**YOUR ASSIGNMENT**
Word for word, reproduce all of the entries shown below.

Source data
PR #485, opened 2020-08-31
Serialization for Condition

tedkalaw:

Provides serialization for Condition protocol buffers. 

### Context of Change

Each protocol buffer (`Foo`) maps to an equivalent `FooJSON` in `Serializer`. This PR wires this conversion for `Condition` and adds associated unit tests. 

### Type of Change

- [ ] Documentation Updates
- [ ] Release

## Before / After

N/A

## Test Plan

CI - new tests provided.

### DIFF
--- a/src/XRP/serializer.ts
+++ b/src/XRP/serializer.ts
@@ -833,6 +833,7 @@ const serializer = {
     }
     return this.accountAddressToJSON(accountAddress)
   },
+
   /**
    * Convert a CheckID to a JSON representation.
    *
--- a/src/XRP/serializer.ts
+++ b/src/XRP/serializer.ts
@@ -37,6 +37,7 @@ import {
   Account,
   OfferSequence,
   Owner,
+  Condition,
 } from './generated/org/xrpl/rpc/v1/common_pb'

**RESULT BELOW**
PR #485, opened 2020-08-31
Serialization for Condition

tedkalaw:

Provides serialization for Condition protocol buffers. 

### Context of Change

Each protocol buffer (`Foo`) maps to an equivalent `FooJSON` in `Serializer`. This PR wires this conversion for `Condition` and adds associated unit tests. 

### Type of Change

- [ ] Documentation Updates
- [ ] Release

## Before / After

N/A

## Test Plan

CI - new tests provided.

### DIFF
--- a/src/XRP/serializer.ts
+++ b/src/XRP/serializer.ts
@@ -833,6 +833,7 @@ const serializer = {
     }
     return this.accountAddressToJSON(accountAddress)
   },
+
   /**
    * Convert a CheckID to a JSON representation.
    *
--- a/src/XRP/serializer.ts
+++ b/src/XRP/serializer.ts
@@ -37,6 +37,7 @@ import {
   Account,
   OfferSequence,
   Owner,
+  Condition,
 } from './generated/org/xrpl/rpc/v1/common_pb'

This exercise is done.